2. Install Optional Dependencies

# For token-aware chunking
pip install tiktoken nltk

# For academic search (already in requirements)
pip install requests

# For testing
pip install pytest

3. Download NLTK Data (for chunking)

import nltk
nltk.download('punkt')

Or it will auto-download on first use.

4. Configure Environment Variables (Optional)

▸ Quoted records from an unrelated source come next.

PR #133, opened 2020-04-01
Make parkings migrations run faster

japauliina:
The parkings migration 0030 took way too long to run (hours). Optimise the queries to only add domains to valid parkings. Now when testing with about 4000 valid parkings the migration took
less than a minute.

For this change to work enable `null=True` for domains in Parking model.


suutari-ai:
Some info about how long it takes now would be nice (in the commit message).

parkings/migrations/0031_default_domain.py
```diff
@@ -20,7 +20,9 @@ class Migration(migrations.Migration):
         migrations.AlterField(
             model_name='parking',
             name='domain',
-            field=models.ForeignKey(on_delete=django.db.models.deletion.PROTECT, related_name='parkings', to='parkings.EnforcementDomain'),
+            field=models.ForeignKey(on_delete=django.db.models.deletion.PROTECT, related_name='parkings',
+                to='parkings.EnforcementDomain', blank=True, null=True,
+            ),
```
suutari-ai, line 25: Is this AlterField still needed? What it changes (compared to previous version of the same field)?

suutari-ai: The previous version is here:

https://github.com/City-of-Helsinki/parkkihubi/blob/e19d6777a7c08edae4bb94107807a08a35c83bd0/parkings/migrations/0029_enforcement_domain.py#L75-L79

It seems that only difference is blank=True, but that can as well be left out. So, this whole AlterField command can be removed from this migration.

parkings/models/parking.py
```diff
@@ -80,7 +80,7 @@ class Parking(TimestampedModelMixin, UUIDPrimaryKeyMixin):
     )
     domain = models.ForeignKey(
         EnforcementDomain, on_delete=models.PROTECT,
-        related_name='parkings')
+        related_name='parkings', null=True, blank=True,)
```
suutari-ai, line 83: blank=True is not needed. Or if you leave it here, then add it to 0029 too to avoid changing the field twice in migrations.

PR #134, opened 2020-04-01
PermitLookUpItem: Change area relation from identifier to ForeignKey

kerkkoheiskanen:
This change was originally commited in 478b0f6 but after changes
to multicity branch there were conflicts which are resolved in this
Merge Request. In addition, parking and permit api changes were omitted
from this commit to make the commits more atomic.


parkings/models/permit.py
```diff
@@ -157,7 +157,7 @@ def _make_lookup_items(self):
                     permit=self,
                     registration_number=Parking.normalize_reg_num(
                         subject['registration_number']),
-                    area_identifier=area['area'],
+                    area=PermitArea.objects.get(identifier=area['area']),
```
suutari-ai, line 160: Shouldn't this use the domain as part of the lookup key too?

parkings/models/permit.py
```diff
@@ -175,14 +175,14 @@ def by_subject(self, registration_number):
         return self.filter(registration_number=normalized_reg_num)
 
     def by_area(self, area_identifier):
-        return self.filter(area_identifier=area_identifier)
+        return self.filter(area__identifier=area_identifier)
```
suutari-ai, line 178: Here too, should either take the domain as an argument like `def by_area(domain, area_identifier)` or an area object `def by_area(area): assert isinstance(area, PermitArea)`.

PR #139, opened 2020-04-06
Fix and clean-up Permit related code

suutari-ai:
There was some bugs and unhandled edge cases in the code related to
Permits, PermitAreas and PermitSeries.  Fix the bugs, improve the
factories and clean-up the code a bit.

### DIFF
--- a/parkings/tests/api/enforcement/test_check_parking.py
+++ b/parkings/tests/api/enforcement/test_check_parking.py
@@ -31,6 +31,23 @@ INVALID_PARKING_DATA = {
 }
 
 
+def create_payment_zone(client=None, domain=None):
+    assert client or domain
+    return PaymentZone.objects.create(
+        domain=(domain or client.enforcer.enforced_domain), code="1",
+        number=1, name="Maksuvyöhyke 1", geom=create_area_geom())
+
+
+def create_permit_area(client=None, domain=None, permitted_user=None):
+    assert client or (domain and permitted_user)
+    return PermitArea.objects.create(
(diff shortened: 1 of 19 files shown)


parkings/tests/api/enforcement/test_check_parking.py
```diff
@@ -30,6 +31,23 @@
...
 
 
+def create_payment_zone(client=None, domain=None):
+    assert client or domain
+    return PaymentZone.objects.create(
+        domain=(domain or client.enforcer.enforced_domain), code="1",
+        number=1, name="Maksuvyöhyke 1", geom=create_area_geom())
+
+
+def create_permit_area(client=None, domain=None, permitted_user=None):
```
kerkkoheiskanen, line 41: Could `factories.permit.create_permit_area()` be used here? Now there's two functions with the same name that do the same thing. Client can be asserted before `create_permit_area()` is called here and you can just give `permitted_user or client.auth_user` to `create_permit_area()` as an argument.

suutari-ai: I think it's important here in these tests that the PermitArea has this particular geometry. That's why I didn't use the factories.permit.create_permit_area.

suutari-ai: And also the identifier must be "A" for these tests. I think it's justified to use a local version of create_permit_area, since the general one doesn't fit for this test file's use cases.

kerkkoheiskanen: Ah I didn't notice the geometry. I guess it's justified then.

PR #141, opened 2020-04-07
WIP: Enforcement: Enable fetching of all valid parkings

kerkkoheiskanen:
Remove registration number as a required parameter,
enabling all valid parkings to be fetched from valid parking
endpoint.


japauliina:
Finished in #145 & #149.

PR #144, opened 2020-04-08
Operator api: Add endpoint for PaymentZones

japauliina:
Add a new endpoint for listing PaymentZones for permitted operators.
This change has already been documented in fd7bf05.

Also, fix an `UnorderedObjectListWarning` by adding an ordering for the PaymentZone model.

### DIFF
--- a/parkings/models/zone.py
+++ b/parkings/models/zone.py
@@ -19,6 +19,7 @@ class PaymentZone(TimestampedModelMixin, UUIDPrimaryKeyMixin):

Create a .env file in the project root:

# Academic Search APIs (optional)
EXA_API_KEY=your_exa_api_key_here
TAVILY_API_KEY=your_tavily_api_key_here

# Ollama Configuration
OLLAMA_HOST=http://localhost:11434
DEFAULT_OLLAMA_MODEL=llama3.1

Quick Start

Option 1: Run Streamlit UI (Recommended)

# Run the new UI with 3-phase workflow
streamlit run src/app_streamlit.py

Then open your browser to: http://localhost:8501

Option 2: Run Tests

# Run all tests
python tests/run_tests.py

# Run only unit tests
python tests/run_tests.py --type unit

# Run only integration tests
python tests/run_tests.py --type integration

# Run specific test file
python tests/run_tests.py --type specific --file tests/unit/test_token_chunker.py

Option 3: Run Individual Components

Test Token-Aware Chunking

from chunking.token_chunker import TokenChunker

chunker = TokenChunker(chunk_size=800, chunk_overlap=100)
text = "Your long text here..."
chunks = chunker.chunk_text(text)

print(f"Created {len(chunks)} chunks")
for i, chunk in enumerate(chunks[:3]):
    print(f"Chunk {i}: {chunk.token_count} tokens, {len(chunk.sentences)} sentences")

Test Source Validation

from validation.source_validator import validate_sources

sources = [
    {
        "id": "src_1",
        "title": "Attention Is All You Need",
        "venue": "NeurIPS",
        "year": 2017,
        "text": "We propose a new simple network architecture..."
    }
]

result = validate_sources(sources, top_n=3)
print(f"Top source: {result['top_sources'][0]['title']}")
print(f"Score: {result['top_sources'][0]['overall_score']:.1f}/10")

Test Academic Search

from search.academic_search import search_papers

# Search without API keys (uses arXiv + Semantic Scholar)
result = search_papers("transformer architecture", max_results=5)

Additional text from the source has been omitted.